ABOUT THIS EXERCISE: Output the data verbatim, with nothing added or dropped.

(Stored data)
PR #3446, opened 2024-05-01
Make Curly Injectors append properties, not overwrite

calculuschild:
Precursor to the Emojis PR: #3405 

Currently, applying curly injectors to an object fully overwrites any inline CSS properties:

```
{{myClass,#myID,myStyle:red Test}}{color:blue}
```

Results in:

```
<span style="color:blue">Test</span>
```

This PR simply modifies the behavior of curly injectors to append to, rather than overwrite the properties of the preceding token.

```
<span id="myID" class="myClass" style="myStyle:red; color:blue">Test</span>
```

Generally should make little difference, but would be handy for elements like emojis that rely on preserving their initial CSS classes: `:an-emoji:{color:blue}`

Likely has some edge case bugs to work out.


ericscheid:
This is good. It also helps that html/css will treat duplicate `style` rules as not an error, simply overriding. 

Thus `{{color:blue,font-weight:bold BLUE-BOLD}}{color:red}` 
will get rendered as 
`<span style="color:blue; font-weight:bold; color:red;">BLUE-BOLD</span>`, 
but is effectively simply
`<span style="font-weight:bold; color:red;">BLUE-BOLD</span>`.

My only concern is that this appending method should only be exercised for insertion of styles and classes, and not for `id` or attributes (e.g. `{{some-attribute=foo BAR}}`. For `id` and _attribute_, the injected values should replace the existing values, but only if specified — that is, don't replace with blanks. (It's late and I'm going cross-eyed so haven't fully read the code)

ericscheid:
> Likely has some edge case bugs to work out.

As the say: "I see you are trying to solve a problem by using regular expressions.Now you have two problems."

Instead of using regex to extract the attributes of a html element encoded as a string, might I suggest we use the DOM API. I've previously done something like this...

```js
function extractAttributeNames(htmlString) {
    var tempDiv = document.createElement('div');
    tempDiv.innerHTML = htmlString;
    var element = tempDiv.firstChild;
    
    var attributeNames = [];
    if (element) {
        for (var i = 0; i < element.attributes.length; i++) {
            attributeNames.push(element.attributes[i].name);
        }
    }
    
    return attributeNames;
}

// Example usage:
var htmlString = '<div id="main" class="container" data-custom="123">Hello, World!</div>';
console.log(extractAttributeNames(htmlString));

var htmlString2 = '<span data-foo="style=color:red"></span>';
console.log(extractAttributeNames(htmlString2));

```

*however* .. I note that that code now faults with "This document requires 'TrustedHTML' assignment." 😢 

IIRC, we have a `SetInnerHTMLDangerously` method or similar which should get around this, right?

calculuschild:
> Instead of using regex to extract the attributes of a html element encoded as a string, might I suggest we use the DOM API. I've previously done something like this...

I started with something like this, but it crashes since we call Marked in a few places serverside without access to the DOM.  The regex parsing of this seems to be working for now. I will revisit this if I come across anything that the regex isn't able to handle.

Gazook89:
This conversation sparked some memory I had about an issue with injections, and I found this old merged PR #2774 about additional unit tests. A bunch of the tests were set to ‘fail’ because of issues related to appending vs replacing. 

Do these tests pass now, without the “fail” modifier?

and I think I had another issue with injections that I never did figure out, but I’m still looking for it to see if it’s relevant here.

calculuschild:
> Do these tests pass now, without the “fail” modifier?

Not sure, but that is a good goal. Since we already have those tests, I will try to make them pass or update them as necessary.

calculuschild:
> Maybe test these cases?
>
> <div id=foo>BAR</div>{classy}
> <div id="foo" class="classy">BAR</div>{classier}
> <div id="foo" class="classy">BAR</div>{class=classiest}
> <div data-bar="the id=QAZ">text</div>{class=qaaz,#qux}

Injector syntax doesn't work on raw HTML, because Markdown doesn't work at all in the same line as raw HTML.
I have added the equivalent tests for curly divs though.

Note explicitly removed `class`, `style`, and `id` attributes from being injected. It causes too many shenanigans and complexity mixing with the other class, style, and id syntax. As it stands now injecting `class` like this will just be ignored. (We can revisit it later if we want to add that option. Not immediately sure what value it would have).

5e-Cleric (approved):
Looks good to me, functionality working as intended in all tested cases.

ericscheid:
> Note explicitly removed `class`, `style`, and `id` attributes from being injected. It causes too many shenanigans and complexity mixing with the other class, style, and id syntax. As it stands now injecting `class` like this will just be ignored. (We can revisit it later if we want to add that option. Not immediately sure what value it would have).

I would expect that injecting `class=some-class` would operate exactly the same as injecting `any-attribute=some-value`. That is, the attribute would be assigned the value (instead of appending).

PR #3447, opened 2024-05-02
Add edit link to share page if user is author

5e-Cleric:
edit link is forwarded checking if the user is author in app.js, then checking if there is an edit link in sharePage.jsx, pretty standard stuff


calculuschild:
The idea seems fine skimming over the code, but I can't actually get the button to appear on any of my brews.

PR #3458, opened 2024-05-06
Add style tab styling for Darkbrewery

5e-Cleric:
image


5e-Cleric:
Actually, Talking to @G-Ambatte we realized more than HALF of the original styles of darkbrewery were not being applied, for a missed class that changed when codemirror themes were introduced, so the theme is barely existing.

Will do a full work to change that.

5e-Cleric:
been too long, no longer interested in the theme anyway, may pick it up later on

PR #3460, opened 2024-05-07
Search method in archive

5e-Cleric:
Branched from #3263


5e-Cleric:
Closing this in favor of #3263, since i have been able to fix all problems in that one and this PR doesn't even work.

Comment for future devs:
`$search` is supposed to be better, but can only be tested in a deployment or live, which makes it a pain, look into `$facet` as well.

PR #3733, opened 2024-09-17
fix

5e-Cleric:
Please do test this before releasing. fixes all errors reported in stage so far.


calculuschild:
Yep. Seems to fix it and the transition from enabling/disabling the history dropdown works as expected.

ANSWER BOX:
PR #3446, opened 2024-05-01
Make Curly Injectors append properties, not overwrite

calculuschild:
Precursor to the Emojis PR: #3405 

Currently, applying curly injectors to an object fully overwrites any inline CSS properties:

```
{{myClass,#myID,myStyle:red Test}}{color:blue}
```

Results in:

```
<span style="color:blue">Test</span>
```

This PR simply modifies the behavior of curly injectors to append to, rather than overwrite the properties of the preceding token.

```
<span id="myID" class="myClass" style="myStyle:red; color:blue">Test</span>
```

Generally should make little difference, but would be handy for elements like emojis that rely on preserving their initial CSS classes: `:an-emoji:{color:blue}`

Likely has some edge case bugs to work out.


ericscheid:
This is good. It also helps that html/css will treat duplicate `style` rules as not an error, simply overriding. 

Thus `{{color:blue,font-weight:bold BLUE-BOLD}}{color:red}` 
will get rendered as 
`<span style="color:blue; font-weight:bold; color:red;">BLUE-BOLD</span>`, 
but is effectively simply
`<span style="font-weight:bold; color:red;">BLUE-BOLD</span>`.

My only concern is that this appending method should only be exercised for insertion of styles and classes, and not for `id` or attributes (e.g. `{{some-attribute=foo BAR}}`. For `id` and _attribute_, the injected values should replace the existing values, but only if specified — that is, don't replace with blanks. (It's late and I'm going cross-eyed so haven't fully read the code)

ericscheid:
> Likely has some edge case bugs to work out.

As the say: "I see you are trying to solve a problem by using regular expressions.Now you have two problems."

Instead of using regex to extract the attributes of a html element encoded as a string, might I suggest we use the DOM API. I've previously done something like this...

```js
function extractAttributeNames(htmlString) {
    var tempDiv = document.createElement('div');
    tempDiv.innerHTML = htmlString;
    var element = tempDiv.firstChild;
    
    var attributeNames = [];
    if (element) {
        for (var i = 0; i < element.attributes.length; i++) {
            attributeNames.push(element.attributes[i].name);
        }
    }
    
    return attributeNames;
}

// Example usage:
var htmlString = '<div id="main" class="container" data-custom="123">Hello, World!</div>';
console.log(extractAttributeNames(htmlString));

var htmlString2 = '<span data-foo="style=color:red"></span>';
console.log(extractAttributeNames(htmlString2));

```

*however* .. I note that that code now faults with "This document requires 'TrustedHTML' assignment." 😢 

IIRC, we have a `SetInnerHTMLDangerously` method or similar which should get around this, right?

calculuschild:
> Instead of using regex to extract the attributes of a html element encoded as a string, might I suggest we use the DOM API. I've previously done something like this...

I started with something like this, but it crashes since we call Marked in a few places serverside without access to the DOM.  The regex parsing of this seems to be working for now. I will revisit this if I come across anything that the regex isn't able to handle.

Gazook89:
This conversation sparked some memory I had about an issue with injections, and I found this old merged PR #2774 about additional unit tests. A bunch of the tests were set to ‘fail’ because of issues related to appending vs replacing. 

Do these tests pass now, without the “fail” modifier?

and I think I had another issue with injections that I never did figure out, but I’m still looking for it to see if it’s relevant here.

calculuschild:
> Do these tests pass now, without the “fail” modifier?

Not sure, but that is a good goal. Since we already have those tests, I will try to make them pass or update them as necessary.

calculuschild:
> Maybe test these cases?
>
> <div id=foo>BAR</div>{classy}
> <div id="foo" class="classy">BAR</div>{classier}
> <div id="foo" class="classy">BAR</div>{class=classiest}
> <div data-bar="the id=QAZ">text</div>{class=qaaz,#qux}

Injector syntax doesn't work on raw HTML, because Markdown doesn't work at all in the same line as raw HTML.
I have added the equivalent tests for curly divs though.

Note explicitly removed `class`, `style`, and `id` attributes from being injected. It causes too many shenanigans and complexity mixing with the other class, style, and id syntax. As it stands now injecting `class` like this will just be ignored. (We can revisit it later if we want to add that option. Not immediately sure what value it would have).

5e-Cleric (approved):
Looks good to me, functionality working as intended in all tested cases.

ericscheid:
> Note explicitly removed `class`, `style`, and `id` attributes from being injected. It causes too many shenanigans and complexity mixing with the other class, style, and id syntax. As it stands now injecting `class` like this will just be ignored. (We can revisit it later if we want to add that option. Not immediately sure what value it would have).

I would expect that injecting `class=some-class` would operate exactly the same as injecting `any-attribute=some-value`. That is, the attribute would be assigned the value (instead of appending).

PR #3447, opened 2024-05-02
Add edit link to share page if user is author

5e-Cleric:
edit link is forwarded checking if the user is author in app.js, then checking if there is an edit link in sharePage.jsx, pretty standard stuff


calculuschild:
The idea seems fine skimming over the code, but I can't actually get the button to appear on any of my brews.

PR #3458, opened 2024-05-06
Add style tab styling for Darkbrewery

5e-Cleric:
image


5e-Cleric:
Actually, Talking to @G-Ambatte we realized more than HALF of the original styles of darkbrewery were not being applied, for a missed class that changed when codemirror themes were introduced, so the theme is barely existing.

Will do a full work to change that.

5e-Cleric:
been too long, no longer interested in the theme anyway, may pick it up later on

PR #3460, opened 2024-05-07
Search method in archive

5e-Cleric:
Branched from #3263


5e-Cleric:
Closing this in favor of #3263, since i have been able to fix all problems in that one and this PR doesn't even work.

Comment for future devs:
`$search` is supposed to be better, but can only be tested in a deployment or live, which makes it a pain, look into `$facet` as well.

PR #3733, opened 2024-09-17
fix

5e-Cleric:
Please do test this before releasing. fixes all errors reported in stage so far.


calculuschild:
Yep. Seems to fix it and the transition from enabling/disabling the history dropdown works as expected.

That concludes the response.